The algorithm is also known as DQPID. From the article:
"Double Q-learning algorithm for mobile robot control"
As appears in Expert Systems with Applications.
Authors: Ignacio Carlucho - Mariano De Paula - Gerardo Acosta
- Ros indigo
- numpy
- python 2.7
- Pionner 3at
- Husky from clear path
- Ictiobot
- drone (using hector_quadrotor)
- gym inverted pendulum
python main.py
In main.py there is a variable called platform. By assigning to this variable the available robots in the robot dictionary, the algorithm will run it accordingly,
with the parameters configured in the dictionary.
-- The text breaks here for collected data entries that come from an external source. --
PR #750, opened 2023-06-06
fix: /pyroscope/ingest return 400 in case of bad request

korniltsev:
This is a second attempt to fix `500` in `/pyroscope/ingest` https://github.com/grafana/phlare/issues/714

- if the request is bad and we can't convert to pprof - return `connect.CodeInvalidArgument` which will become `400`
- if the app has no profile type suffix - assume it is "cpu" and not treat as error


simonswine (approved):
LGTM

PR #752, opened 2023-06-06
Inline correctly the store-gateway config

cyriltovena:
This was a mistake from me, the config should be inline to avoid having the property `config` below `store_gateway`


kolesnikovae (approved):
LGTM

PR #757, opened 2023-06-07
Experimenting with storing stacktraces differently

simonswine:
With our given problems around retrieving esp. stacktraces in a reasonable amount of time. I have been experimenting a bit.

Two ideas:

* Rather than storing the full location ID list us a self referencing schema.
* Make use of parquet's nested object to keep track of the ids.

I will report back if any of the provide more tangible results. 

This is the current size comparision between status quo and the self referencing model:

image


cyriltovena (commented):
That's interesting makes me wonder if we should explore a custom format for storing this.

simonswine:
Superseeded by #767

By default it is set in 'pioneer_pi' wich is configured for running the pioneer robot in a simulated environment using gazebo.
Into the catkin workspace clone
git clone https://github.com/IgnacioCarlucho/amr-ros-config
then you can launch an example scenery as:
roslaunch amr_robots_gazebo empty_world.launch
Once the gazebo simulation is running you can then execute the algorithm by running:
python main.py
This simulation is speed up for doing faster trials, they can be slowed down using gazebo.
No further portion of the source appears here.